PR #2087, opened 2015-01-07
Use `path.join` properly and in more places.

XhmikosR:
/CC @caitp

### DIFF
--- a/src/cli.js
+++ b/src/cli.js
@@ -674,7 +674,7 @@ var exports = {
     cli.options = {};
 
     cli.enable("version", "glob", "help");
-    cli.setApp(path.resolve(__dirname + "/../package.json"));
+    cli.setApp(path.join(__dirname, "/../package.json"));
 
     var options = cli.parse(OPTIONS);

-----

WHAT YOU SHOULD DO
Please transcribe the listing in its entirety, exactly.

SOLUTION BELOW
PR #2087, opened 2015-01-07
Use `path.join` properly and in more places.

XhmikosR:
/CC @caitp

### DIFF
--- a/src/cli.js
+++ b/src/cli.js
@@ -674,7 +674,7 @@ var exports = {
     cli.options = {};
 
     cli.enable("version", "glob", "help");
-    cli.setApp(path.resolve(__dirname + "/../package.json"));
+    cli.setApp(path.join(__dirname, "/../package.json"));
 
     var options = cli.parse(OPTIONS);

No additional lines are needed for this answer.